▸ **INSTRUCTIONS TO FOLLOW**: Every record is to be transcribed exactly as written.
#####
PR #2336, opened 2026-01-04
EpiStable.v: categories in which one can do diagram chasing

jdchristensen:
This is a continuation of the work in #2334 and #2335.

We set up a theory of "regular" categories.  These aren't the same as the usual notion of regular category.  We chose a definition that is much more elementary to work with, with no need for coequalizers, but there wasn't an obvious alternate name.  Moreover, we plan to generalize this in the future to allow the user of this file to *specify* a class of epimorphisms they are interested in, which could then be chosen to be the effective epimorphisms, in which case this would be almost the same as a regular category.  (We still wouldn't be assuming the existence of coequalizers of kernel pairs.  But that hasn't come up so far, so I don't want to assume it.)  So maybe the name "regular" is ok?

### DIFF
--- a/theories/WildCat/EpiStable.v
+++ b/theories/WildCat/EpiStable.v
#####
▸ **ANSWER SECTION**:
PR #2336, opened 2026-01-04
EpiStable.v: categories in which one can do diagram chasing

jdchristensen:
This is a continuation of the work in #2334 and #2335.

We set up a theory of "regular" categories.  These aren't the same as the usual notion of regular category.  We chose a definition that is much more elementary to work with, with no need for coequalizers, but there wasn't an obvious alternate name.  Moreover, we plan to generalize this in the future to allow the user of this file to *specify* a class of epimorphisms they are interested in, which could then be chosen to be the effective epimorphisms, in which case this would be almost the same as a regular category.  (We still wouldn't be assuming the existence of coequalizers of kernel pairs.  But that hasn't come up so far, so I don't want to assume it.)  So maybe the name "regular" is ok?

### DIFF
--- a/theories/WildCat/EpiStable.v
+++ b/theories/WildCat/EpiStable.v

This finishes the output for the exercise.